* **About this task**:
Over all lines in the data below, count those holding "contribution" and give only the result.

Stored data:
■ ■ ■ ■ ■ ■ ■

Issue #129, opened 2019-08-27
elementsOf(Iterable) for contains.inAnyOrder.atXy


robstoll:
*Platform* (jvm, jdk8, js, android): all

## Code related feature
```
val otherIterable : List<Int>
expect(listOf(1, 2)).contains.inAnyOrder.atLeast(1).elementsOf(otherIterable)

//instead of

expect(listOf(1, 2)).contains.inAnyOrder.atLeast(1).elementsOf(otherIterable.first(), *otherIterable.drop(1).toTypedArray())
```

■ ■ ■ ■ ■ ■ ■

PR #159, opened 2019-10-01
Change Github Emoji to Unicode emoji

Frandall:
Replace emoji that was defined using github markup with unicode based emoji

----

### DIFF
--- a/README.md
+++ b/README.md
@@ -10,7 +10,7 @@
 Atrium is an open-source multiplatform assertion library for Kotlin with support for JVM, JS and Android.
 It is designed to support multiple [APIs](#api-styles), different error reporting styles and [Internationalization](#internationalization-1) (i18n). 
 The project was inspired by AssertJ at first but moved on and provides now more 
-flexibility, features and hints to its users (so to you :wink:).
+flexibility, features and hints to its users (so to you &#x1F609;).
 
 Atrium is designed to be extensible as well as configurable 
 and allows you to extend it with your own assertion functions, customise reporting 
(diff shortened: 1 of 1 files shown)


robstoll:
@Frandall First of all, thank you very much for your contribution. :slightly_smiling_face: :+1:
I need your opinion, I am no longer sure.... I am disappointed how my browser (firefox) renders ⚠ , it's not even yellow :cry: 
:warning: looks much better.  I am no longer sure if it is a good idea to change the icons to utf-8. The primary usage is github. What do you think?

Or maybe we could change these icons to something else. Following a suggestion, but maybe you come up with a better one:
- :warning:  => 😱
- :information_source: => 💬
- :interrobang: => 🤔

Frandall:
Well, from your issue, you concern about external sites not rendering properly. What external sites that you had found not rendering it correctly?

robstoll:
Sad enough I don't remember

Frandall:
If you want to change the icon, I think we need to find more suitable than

■ ■ ■ ■ ■ ■ ■

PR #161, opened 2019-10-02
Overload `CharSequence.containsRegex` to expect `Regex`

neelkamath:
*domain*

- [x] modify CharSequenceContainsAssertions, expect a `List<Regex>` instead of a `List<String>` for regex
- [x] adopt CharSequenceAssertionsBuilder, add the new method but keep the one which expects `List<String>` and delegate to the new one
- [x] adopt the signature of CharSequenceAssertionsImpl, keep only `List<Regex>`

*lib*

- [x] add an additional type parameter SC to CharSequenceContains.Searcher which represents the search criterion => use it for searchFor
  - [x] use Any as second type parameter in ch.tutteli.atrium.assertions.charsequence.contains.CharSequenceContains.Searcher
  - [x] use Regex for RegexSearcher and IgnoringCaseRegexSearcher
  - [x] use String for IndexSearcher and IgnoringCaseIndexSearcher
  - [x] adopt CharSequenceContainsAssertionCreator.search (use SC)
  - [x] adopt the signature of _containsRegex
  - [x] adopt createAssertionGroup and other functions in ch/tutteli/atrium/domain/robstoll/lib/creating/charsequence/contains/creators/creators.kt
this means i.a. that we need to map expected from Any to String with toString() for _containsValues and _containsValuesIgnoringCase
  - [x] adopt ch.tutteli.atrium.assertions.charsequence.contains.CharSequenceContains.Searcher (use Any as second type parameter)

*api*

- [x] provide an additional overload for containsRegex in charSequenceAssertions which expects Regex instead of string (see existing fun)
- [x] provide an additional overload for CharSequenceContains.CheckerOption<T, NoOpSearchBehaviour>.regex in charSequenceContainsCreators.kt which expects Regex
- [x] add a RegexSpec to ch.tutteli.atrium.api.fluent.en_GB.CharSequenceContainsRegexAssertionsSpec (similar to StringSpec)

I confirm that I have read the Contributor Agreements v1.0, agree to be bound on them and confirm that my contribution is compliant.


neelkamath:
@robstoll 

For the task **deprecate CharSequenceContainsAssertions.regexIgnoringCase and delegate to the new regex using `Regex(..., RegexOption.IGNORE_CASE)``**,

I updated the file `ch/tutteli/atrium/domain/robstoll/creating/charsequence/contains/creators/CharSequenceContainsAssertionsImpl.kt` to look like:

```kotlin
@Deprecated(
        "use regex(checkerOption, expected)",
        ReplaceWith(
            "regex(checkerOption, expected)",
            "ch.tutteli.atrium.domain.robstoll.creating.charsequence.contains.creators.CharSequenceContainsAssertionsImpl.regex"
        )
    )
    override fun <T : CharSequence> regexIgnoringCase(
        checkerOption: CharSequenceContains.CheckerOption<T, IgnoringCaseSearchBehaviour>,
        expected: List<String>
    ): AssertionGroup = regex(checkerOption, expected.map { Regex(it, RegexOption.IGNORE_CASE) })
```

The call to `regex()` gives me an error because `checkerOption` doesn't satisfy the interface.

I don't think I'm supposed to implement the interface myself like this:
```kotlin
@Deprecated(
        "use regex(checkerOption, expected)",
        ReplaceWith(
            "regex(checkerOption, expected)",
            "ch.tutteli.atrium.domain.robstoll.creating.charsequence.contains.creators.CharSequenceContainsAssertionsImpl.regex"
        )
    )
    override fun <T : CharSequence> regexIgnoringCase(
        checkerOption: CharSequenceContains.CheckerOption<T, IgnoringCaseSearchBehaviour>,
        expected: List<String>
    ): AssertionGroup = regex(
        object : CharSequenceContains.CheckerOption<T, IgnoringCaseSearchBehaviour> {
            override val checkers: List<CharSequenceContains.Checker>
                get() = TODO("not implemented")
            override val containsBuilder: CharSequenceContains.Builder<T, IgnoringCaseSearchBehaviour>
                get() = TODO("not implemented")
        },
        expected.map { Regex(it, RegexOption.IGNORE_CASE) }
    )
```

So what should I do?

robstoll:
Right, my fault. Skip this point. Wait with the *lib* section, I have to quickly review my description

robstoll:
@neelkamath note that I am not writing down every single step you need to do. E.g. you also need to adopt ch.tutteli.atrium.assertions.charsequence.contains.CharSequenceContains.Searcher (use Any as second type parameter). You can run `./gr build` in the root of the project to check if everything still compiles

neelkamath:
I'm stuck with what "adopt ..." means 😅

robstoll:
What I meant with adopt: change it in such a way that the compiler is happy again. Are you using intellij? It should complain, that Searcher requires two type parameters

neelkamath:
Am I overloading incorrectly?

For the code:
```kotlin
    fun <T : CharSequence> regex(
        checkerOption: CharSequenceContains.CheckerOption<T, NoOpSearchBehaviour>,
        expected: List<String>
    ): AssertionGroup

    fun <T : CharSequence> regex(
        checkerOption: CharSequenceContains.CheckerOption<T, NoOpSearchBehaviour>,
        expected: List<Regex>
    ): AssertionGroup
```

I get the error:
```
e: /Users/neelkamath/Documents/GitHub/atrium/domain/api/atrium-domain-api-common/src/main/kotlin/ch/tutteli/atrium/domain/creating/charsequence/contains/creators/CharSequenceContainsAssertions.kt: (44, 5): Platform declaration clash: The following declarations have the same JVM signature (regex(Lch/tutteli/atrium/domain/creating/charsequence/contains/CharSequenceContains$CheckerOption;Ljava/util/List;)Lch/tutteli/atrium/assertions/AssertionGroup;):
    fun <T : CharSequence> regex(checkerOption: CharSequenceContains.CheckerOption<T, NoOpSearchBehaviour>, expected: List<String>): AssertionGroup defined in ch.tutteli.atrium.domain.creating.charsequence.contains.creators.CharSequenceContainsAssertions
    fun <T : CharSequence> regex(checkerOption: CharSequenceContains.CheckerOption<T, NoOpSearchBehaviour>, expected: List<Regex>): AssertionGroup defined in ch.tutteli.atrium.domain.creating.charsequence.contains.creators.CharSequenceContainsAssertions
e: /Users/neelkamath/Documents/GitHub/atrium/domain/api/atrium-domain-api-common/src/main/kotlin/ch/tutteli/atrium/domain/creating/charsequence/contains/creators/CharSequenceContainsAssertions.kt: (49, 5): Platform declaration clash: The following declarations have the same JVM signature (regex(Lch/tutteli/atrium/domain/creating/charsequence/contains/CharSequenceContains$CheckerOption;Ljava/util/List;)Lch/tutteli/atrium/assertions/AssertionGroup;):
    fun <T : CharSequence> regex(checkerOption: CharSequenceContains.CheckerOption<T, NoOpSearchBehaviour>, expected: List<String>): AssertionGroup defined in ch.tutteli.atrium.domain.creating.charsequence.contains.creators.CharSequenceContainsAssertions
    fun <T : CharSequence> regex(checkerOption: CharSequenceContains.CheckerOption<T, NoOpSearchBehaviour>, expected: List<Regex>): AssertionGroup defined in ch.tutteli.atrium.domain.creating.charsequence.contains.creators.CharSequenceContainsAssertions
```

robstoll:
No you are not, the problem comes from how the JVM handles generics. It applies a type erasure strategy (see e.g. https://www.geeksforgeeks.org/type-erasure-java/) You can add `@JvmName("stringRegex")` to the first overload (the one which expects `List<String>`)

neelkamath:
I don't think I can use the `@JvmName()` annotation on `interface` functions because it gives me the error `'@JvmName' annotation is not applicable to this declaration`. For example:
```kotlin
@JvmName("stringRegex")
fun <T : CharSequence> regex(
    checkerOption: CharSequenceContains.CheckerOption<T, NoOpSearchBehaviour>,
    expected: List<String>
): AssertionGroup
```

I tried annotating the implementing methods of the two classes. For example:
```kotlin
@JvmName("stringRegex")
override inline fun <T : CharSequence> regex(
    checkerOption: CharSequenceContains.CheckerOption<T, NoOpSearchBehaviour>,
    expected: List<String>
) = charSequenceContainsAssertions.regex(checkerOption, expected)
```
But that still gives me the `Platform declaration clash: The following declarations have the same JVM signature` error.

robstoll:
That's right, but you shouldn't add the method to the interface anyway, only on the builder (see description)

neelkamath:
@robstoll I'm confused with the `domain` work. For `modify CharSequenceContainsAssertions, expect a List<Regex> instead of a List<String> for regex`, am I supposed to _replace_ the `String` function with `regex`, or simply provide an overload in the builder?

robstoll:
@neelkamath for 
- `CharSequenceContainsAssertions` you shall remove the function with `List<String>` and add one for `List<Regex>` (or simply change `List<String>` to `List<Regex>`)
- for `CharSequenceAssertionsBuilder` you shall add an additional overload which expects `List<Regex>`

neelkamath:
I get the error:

■ ■ ■ ■ ■ ■ ■

* **Answer**:
2